• Extracted material
PR #1204, opened 2024-12-02
mark rasterio 1.4.0 build=0 as broken

akrherz:
## Checklist:

The build=0 of `rasterio=1.4.0` (back in September) with conda-forge/rasterio-feedstock#316 ended up with an invalid `gdal` dependency of just `gdal` without any version pinning, [for example](https://conda-metadata-app.streamlit.app/?q=conda-forge%2Flinux-64%2Frasterio-1.4.0-py312heb92005_0.conda)

We got this straightened out a day later with build=1 and conda-forge/rasterio-feedstock#318

Sadly, this build=0 is causing some grief now conda-forge/rasterio-feedstock#325 with the mamba solver using this build to satiate a `gdal=3.10` dependency.

Since build=1 immediately fixed this, I think it is best to just mark build=0 as broken.

ping @conda-forge/rasterio


hmaarrfk:
Are you sure you want this instead of repo patches?

akrherz:
> Are you sure you want this instead of repo patches?

Fair question.  The build logs expired, so I can't fully inspect what happened with that build and build=1 came immediately after it, so it should be effectively the same thing, but it is difficult for me to verify.

hmaarrfk:
ok do consider it next time.

PR #1019, opened 2024-06-17
mark minzip 4.0.7 on windows as broken

akrherz:
## Checklist:

* [x] I want to mark a package as broken (or not broken):
  * [x] Added a description of the problem with the package in the PR description.
  * [x] Pinged the team for the package for their input.

The windows build of minizip 4.0.7 changed a .dll file name conda-forge/minizip-feedstock#17 and is causing downstream build grief on conda-forge.  @ocefpaf asked that I mark it as broken for now

PR #1219, opened 2024-12-12
mark minizip windows 4.0.7-h9fa1bad_1 as broken

akrherz:

What is old is new again, same as #1019, the updated minizip build for windows is broken as it has a different name for the dll, which breaks things left and right :(

cc: @rouault

ping @conda-forge/minizip


ocefpaf:
Somehow the hash of that package predicted this: "4.0.7-h9fa1**bad** _1"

• Problem description
Return the entries exactly through the "want to mark" line.

• Result for this task
PR #1204, opened 2024-12-02
mark rasterio 1.4.0 build=0 as broken

akrherz:
## Checklist:

The build=0 of `rasterio=1.4.0` (back in September) with conda-forge/rasterio-feedstock#316 ended up with an invalid `gdal` dependency of just `gdal` without any version pinning, [for example](https://conda-metadata-app.streamlit.app/?q=conda-forge%2Flinux-64%2Frasterio-1.4.0-py312heb92005_0.conda)

We got this straightened out a day later with build=1 and conda-forge/rasterio-feedstock#318

Sadly, this build=0 is causing some grief now conda-forge/rasterio-feedstock#325 with the mamba solver using this build to satiate a `gdal=3.10` dependency.

Since build=1 immediately fixed this, I think it is best to just mark build=0 as broken.

ping @conda-forge/rasterio


hmaarrfk:
Are you sure you want this instead of repo patches?

akrherz:
> Are you sure you want this instead of repo patches?

Fair question.  The build logs expired, so I can't fully inspect what happened with that build and build=1 came immediately after it, so it should be effectively the same thing, but it is difficult for me to verify.

hmaarrfk:
ok do consider it next time.

PR #1019, opened 2024-06-17
mark minzip 4.0.7 on windows as broken

akrherz:
## Checklist:

* [x] I want to mark a package as broken (or not broken):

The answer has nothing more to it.